Can't see why not - but how are you going to buy property no.2?


----------



## Bronte (20 Dec 2007)

The reason I'm asking is that I've noticed that a lot of people are remortgaging more than once up to the equity levels in their homes. (PPR) These loans used to be restricted to doing up the house but it seems nowadays they go to pay off lifestyle spending. I was wondering what happens in the scenario if you had to move house how the revenue can keep track of all this. 
Glenbhoy - not sure what you mean, but would purchase second home from savings?


----------



## Stifster (20 Dec 2007)

Bronte said:


> The reason I'm asking is that I've noticed that a lot of people are remortgaging more than once up to the equity levels in their homes. (PPR) These loans used to be restricted to doing up the house but it seems nowadays they go to pay off lifestyle spending. I was wondering what happens in the scenario if you had to move house how the revenue can keep track of all this.
> Glenbhoy - not sure what you mean, but would purchase second home from savings?


 
The revenue could audit you/ask for proof of the improvements etc

No you can't remortgage to the hilt and then set off the interest against the rental income.

see recently 





> You can only offset against rental income interest on the mortgage outstanding at the time the former _PPR _becomes a rental/investment property. You cannot offset interest on any mortgage topup unless that money is used to purchase/renovate an investment property. If the money is used for any other purpose then you cannot write it off against rental income.


http://www.askaboutmoney.com/showpost.php?p=543296&postcount=2http://www.askaboutmoney.com/showthread.php?p=543346


----------



## ClubMan (20 Dec 2007)

Bronte said:


> This comes up from time to time on AAM.  Can you remortgage your home, (say to go on holiday plus buy a car and build a conservatory, pay back credit card debt, loans etc), borrow about 100K and once the remorgage is in place move out and rent out the original house having purchased a new home. The benefit being that the interest on the original house can be offset against rental income.


No - as per the previous post and linked post.


----------



## csirl (20 Dec 2007)

> I was wondering what happens in the scenario if you had to move house how the revenue can keep track of all this.


 
Revenue collect stamp duty, so they know when you purchase a new house.

The people you rent to get tax relief on rental income, therefore Revenue will find out when they seek it. (PRTB will also find out at this time).

Revenue has the address of all employees on file, so they know when new residents move into your address. 

If someone has two houses (see stamp duty above) then obviously only 1 can be PPR - by default the other is an investment.
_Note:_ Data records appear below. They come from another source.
PR #5624, opened 2025-11-30
[stdlib] Use `memcmp` to dispatch to optimized implementation in `StringSlice`

YichengDWu:
This PR updates the comparison logic in `StringSlice` to use the public `memcmp` API instead of the internal `_memcmp_impl_unconstrained`.

Previously, `StringSlice` was directly calling `_memcmp_impl_unconstrained`. By switching to the standard `memcmp`, we allow the call to be properly dispatched to the optimized implementation (`_memcmp_impl_opt_unconstrained`).

This ensures that string slice comparisons leverage the best available memory comparison implementation provided by the standard library.

### DIFF
--- a/mojo/stdlib/stdlib/collections/string/string_slice.mojo
+++ b/mojo/stdlib/stdlib/collections/string/string_slice.mojo
@@ -78,7 +78,6 @@ from memory import (
     memcpy,
     pack_bits,
 )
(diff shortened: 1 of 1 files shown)


JoeLoser (approved):

JoeLoser:
!sync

Seemingly "vacant" houses (in cases where either renters or owners use other address as PPR) tend to attract Revenues attention.

Everything is computerised nowdays and automatically cross referenced by Revenue "profiling" computers, so they always catch up with this sort of stuff.


----------



## ClubMan (20 Dec 2007)

And many taxes are self assessed/declared so obviously there is scope for illegal evasion but nobody would recommend this as a prudent approach to tax/financial planning.


----------



## Bronte (21 Dec 2007)

Well I would imagine that there are many many people who have got top ups and said they were doing up the house and instead bought a car, I still can't see how revenue would be able to see what happened the money, I realise if they did an audit they could ask you for receipts, but you only have to keep receipts for six years and I'm sure most people don't even keep receipts for that long.  If it came to it the revenue would have to call to your house to see what work was done but they wouldn't be able to tell when a kitchen was installed or a floor laid or a conservatory built.  
Just to be clear I'm not advocating tax evasion.


----------



## ClubMan (21 Dec 2007)

Yes - self assessed/declaration taxation systems are open to abuse. I'm sure that there are some people who abuse them. Hopefully some (many) of them get caught out sooner or later.


----------